帰り道、「ありがとう、本当に来てよかった。」と、興奮し、何度も姉に感謝を伝えた。

そんな姉は、観察用にすくい上げられた水槽に入ったゴカイを食べてもいいのか質問し、
「たぶん大丈夫だけど、自己責任かな。」
の答えに、食べてみたい、と、緑色のメスのゴカイをジェノベーゼパスタを味見するようにちゅるんと食した。
磯の味みたいだったあのこ、2ヶ月かけて卵だらけになった生涯のクライマックスで、まさか人間の口に入るとは思いもしなかっただろうな、なんかごめんなさい、と複雑な思いを抱きながらも、その探究心に初めて心の底から姉を尊敬したのだった。
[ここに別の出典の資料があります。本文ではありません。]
PR #500, opened 2021-01-05
Improve support for accessing schema and enum symbol properties.

karthikbalasub:
Add support for accessing schema statically from generated template classes and for getting symbol properties from enum schema properties.

### DIFF
--- a/data/src/main/java/com/linkedin/data/schema/EnumDataSchema.java
+++ b/data/src/main/java/com/linkedin/data/schema/EnumDataSchema.java
@@ -17,6 +17,7 @@
 package com.linkedin.data.schema;
 
 
+import com.linkedin.data.DataMap;
 import java.util.Collections;
 import java.util.HashMap;
 import java.util.LinkedHashMap;
@@ -24,6 +25,7 @@ import java.util.List;
 import java.util.Map;
 
 import static com.linkedin.data.schema.DataSchemaConstants.ENUM_SYMBOL_PATTERN;
+import static com.linkedin.data.schema.DataSchemaConstants.SYMBOL_PROPERTIES_KEY;
 
 /**
  * {@link DataSchema} for enum.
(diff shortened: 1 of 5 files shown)


nickibi (approved):
LGTM

data/src/main/java/com/linkedin/data/schema/EnumDataSchema.java
```diff
@@ -170,6 +172,25 @@ public boolean contains(String symbol)
...
+  public Map<String, Object> getSymbolProperties(String symbol)
+  {
+    if (!_symbolToIndexMap.containsKey(symbol))
+    {
+      return null;
+    }
+    Object prop = getProperties().get(SYMBOL_PROPERTIES_KEY);
+    if(prop instanceof DataMap)
+    {
+      return ((DataMap) prop).getDataMap(symbol);
```
junchuanwang, line 189: Does this “getDataMap" require assumption that the symbolPropertiesMap always well-formatted?  Do we do any check elsewhere? Is this guaranteed?

generator/src/main/java/com/linkedin/pegasus/generator/JavaDataTemplateGenerator.java
```diff
@@ -1336,6 +1336,11 @@ private JFieldVar generateSchemaField(JDefinedClass templateClass, DataSchema sc
     // Generate the schema field initialization
     schemaField.init(JExpr.cast(getCodeModel()._ref(schema.getClass()), parseSchemaInvocation));
 
+    // Using "dataSchema" as method name since "schema" conflicts with RecordTemplate::schema and "getSchema" conflicts
+    // with TyperefInfo::getSchema
+    final JMethod staticFieldsAccessor = templateClass.method(JMod.PUBLIC | JMod.STATIC, schema.getClass(), "dataSchema");
```
junchuanwang, line 1341: make "dataSchema" as a constant?
But to be honest I would not say I like this new name since it introduced another name!  Don't you think so?

BrianPin (approved):

data/src/main/java/com/linkedin/data/schema/EnumDataSchema.java
karthikbalasub: This is guranteed by the schema parser.

junchuanwang (approved):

それから数日、海を見ては、友人にゴカイの説明をしようとしては、あのこたちはもうみんな死んでいるのだと思っては、涙をこらえる日々を過ごした。
懸命に生きた彼らは新たな未来をつくりながら海へ溶け、また誰かの命の源になっているのだろう。

「真夜中のランデブー」
ブルース・ウィリス主演、ドラマチックで美しい一本の映画を見ているような夜だった。思い出した今もなお余韻に浸れる。
この感動をみんなに教えたいし、また見に行きたいものだなあ。



ゴカイの生殖群泳について、説明が上手くできていないと思います。ぜひ調べていただきたいです。

この記事が気に入ったらサポートをしてみませんか?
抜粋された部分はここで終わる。